-- Your goal --
Count the lines below holding "guess" and answer with that number only.

Working data: Begin

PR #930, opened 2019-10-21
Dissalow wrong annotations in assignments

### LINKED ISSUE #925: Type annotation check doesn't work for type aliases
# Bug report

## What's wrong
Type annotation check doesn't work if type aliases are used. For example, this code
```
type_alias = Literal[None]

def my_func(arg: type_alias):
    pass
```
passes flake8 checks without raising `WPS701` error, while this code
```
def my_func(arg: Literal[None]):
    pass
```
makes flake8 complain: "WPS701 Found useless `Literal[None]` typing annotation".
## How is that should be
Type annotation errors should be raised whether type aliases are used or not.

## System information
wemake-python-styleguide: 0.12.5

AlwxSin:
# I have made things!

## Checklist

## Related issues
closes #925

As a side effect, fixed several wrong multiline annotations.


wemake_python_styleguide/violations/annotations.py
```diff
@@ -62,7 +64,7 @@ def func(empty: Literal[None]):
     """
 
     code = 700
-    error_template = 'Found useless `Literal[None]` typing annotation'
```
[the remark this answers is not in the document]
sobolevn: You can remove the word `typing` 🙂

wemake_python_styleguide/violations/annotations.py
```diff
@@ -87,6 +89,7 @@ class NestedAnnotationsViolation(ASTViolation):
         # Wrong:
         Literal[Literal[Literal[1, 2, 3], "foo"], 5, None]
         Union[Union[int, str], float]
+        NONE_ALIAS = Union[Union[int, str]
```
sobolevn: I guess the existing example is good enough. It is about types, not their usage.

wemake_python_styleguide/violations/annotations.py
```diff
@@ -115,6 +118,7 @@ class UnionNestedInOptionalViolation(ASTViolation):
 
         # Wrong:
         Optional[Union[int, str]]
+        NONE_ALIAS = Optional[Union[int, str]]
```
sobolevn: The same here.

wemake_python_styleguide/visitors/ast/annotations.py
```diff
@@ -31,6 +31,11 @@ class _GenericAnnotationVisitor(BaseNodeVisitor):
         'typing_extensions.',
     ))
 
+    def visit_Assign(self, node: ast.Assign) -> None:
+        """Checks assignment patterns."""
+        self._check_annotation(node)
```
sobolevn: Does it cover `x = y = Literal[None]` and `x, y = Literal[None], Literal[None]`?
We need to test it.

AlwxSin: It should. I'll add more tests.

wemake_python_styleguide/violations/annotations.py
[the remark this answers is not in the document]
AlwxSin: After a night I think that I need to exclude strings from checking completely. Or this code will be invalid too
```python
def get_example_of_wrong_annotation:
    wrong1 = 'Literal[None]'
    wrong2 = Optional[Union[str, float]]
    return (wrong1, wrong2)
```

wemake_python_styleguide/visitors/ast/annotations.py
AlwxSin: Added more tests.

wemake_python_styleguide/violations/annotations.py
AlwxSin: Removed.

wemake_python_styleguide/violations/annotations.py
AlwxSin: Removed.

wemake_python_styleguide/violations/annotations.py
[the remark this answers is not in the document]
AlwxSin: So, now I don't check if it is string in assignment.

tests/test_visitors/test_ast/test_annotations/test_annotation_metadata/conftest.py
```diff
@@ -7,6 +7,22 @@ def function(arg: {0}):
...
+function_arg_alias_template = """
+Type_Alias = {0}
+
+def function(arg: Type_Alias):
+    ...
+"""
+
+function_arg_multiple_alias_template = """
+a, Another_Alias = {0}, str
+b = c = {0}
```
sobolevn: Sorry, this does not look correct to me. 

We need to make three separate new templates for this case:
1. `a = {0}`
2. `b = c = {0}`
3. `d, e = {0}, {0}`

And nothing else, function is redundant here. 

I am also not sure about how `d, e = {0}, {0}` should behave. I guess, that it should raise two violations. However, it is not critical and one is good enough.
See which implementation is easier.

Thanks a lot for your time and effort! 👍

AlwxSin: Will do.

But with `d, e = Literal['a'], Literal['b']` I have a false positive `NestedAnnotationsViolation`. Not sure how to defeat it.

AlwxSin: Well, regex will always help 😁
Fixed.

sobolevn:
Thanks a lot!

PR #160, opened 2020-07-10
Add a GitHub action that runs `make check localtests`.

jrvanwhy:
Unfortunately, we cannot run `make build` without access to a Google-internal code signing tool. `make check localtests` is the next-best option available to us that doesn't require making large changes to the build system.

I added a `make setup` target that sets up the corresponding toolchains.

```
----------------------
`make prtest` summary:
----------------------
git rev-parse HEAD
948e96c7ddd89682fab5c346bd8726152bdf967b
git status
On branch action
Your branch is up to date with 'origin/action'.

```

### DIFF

Working data: End

-- Task output --
2